I have seen in large sequence alignments that the conservation score is 0 or “-” at all positions. I think this is because the conservation score measures the number of amino acid characteristics (e.g. “small” or “polar” or “positive”) which are true or false for ALL of the sequences in the alignment. The higher the number of sequences the more likely it is that at least one sequence will differ at a given position, meaning a particular characteristic cannot be added to the list of characteristics that are true at that position.
Nonetheless, there must be some way of scoring how conserved a position is (i.e. the chemical similarity of the amino acids at a given position in the alignment), no matter how large the alignment? I can’t find this in Jalview. There are variations similar to this - e.g. colour by conservation, BLOSUM62 score or percentage identity… but I would prefer to use a score of how similar the amino acids at a given position are, without the score focussing on the consensus amino acid or requiring all amino acids to match a category. Is that possible?
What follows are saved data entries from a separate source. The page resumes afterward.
PR #13240, opened 2024-05-17
Refactor/gh13222 remove referenceholder

Swiftb0y:
Simplify messagePipe, rebased out from #13223


Swiftb0y:
ready for review

src/util/messagepipe.h
```diff
@@ -1,109 +1,83 @@
...
   public:
-    MessagePipe(rigtorp::SPSCQueue<SenderMessageType>& receiver_messages,
-                rigtorp::SPSCQueue<ReceiverMessageType>& sender_messages,
-                BaseReferenceHolder* pTwoWayMessagePipeReference)
+    MessagePipe(std::shared_ptr<rigtorp::SPSCQueue<SenderMessageType>> receiver_messages,
+            std::shared_ptr<rigtorp::SPSCQueue<ReceiverMessageType>> sender_messages)
             : m_receiver_messages(receiver_messages),
-              m_sender_messages(sender_messages),
-              m_pTwoWayMessagePipeReference(pTwoWayMessagePipeReference) {
+              m_sender_messages(sender_messages) {
```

Jim Procter will be able to answer this more completely, but he is away at the moment. In the meantime: The default conservation score in Jalview is Zvelebil’s method which is sensitive to gaps in a column and of course, if your alignment has a lot of columns that do not show much conservation then you will see zeros. In the implementation in AMAS (https://www.compbio.dundee.ac.uk/www-amas/) you can tune the number of gaps allowed per column but I don’t think we built that into Jalview.
This was mainly because, in Jalview what I usually do is first cluster a big alignment, then select subsets for analysis because often in a big alignment there are just a few sequences that cause the issues. Or, simply colour by groups having first clustered and cut the tree at a suitable point to filter out the outlier sequences from initial analysis.
There is a video that takes you through these steps if you are not sure how to do it. I hope this helps, Geoff.
P.S. You can also calculate different conservation methods in Jalview - see the “Web Service” menu. There are currently 17 different conservation methods so one of those might fit the behaviour you are looking for.
Web Service → Conservation->Change AA Con Settings
You can select which methods you want to see under the alignment. These update as you edit the alignment. Sometimes it is good to turn off the automatic update if you are editing a really big alignment. That option is also in the menu.
As I said before though, for large alignments I recommend that you first cluster the alignment and select the most informative regions/sequences to consider physico-chemical properties in each column or between sub groups in your sequence set. It was exactly for this kind of analysis that Jalview was developed to make it easy to work with big alignments. You might find this short video helpful in doing this kind of analysis:
I want to colour a .pdb file by conservation. Although I can show different conservation score method profiles below the alignment, I can’t see any option to colour the alignment according to different conservation score methods. Can this be done? Alternatively, can I export a list of conservation scores, so that I can manually put this in the b factor column of a .pdb file?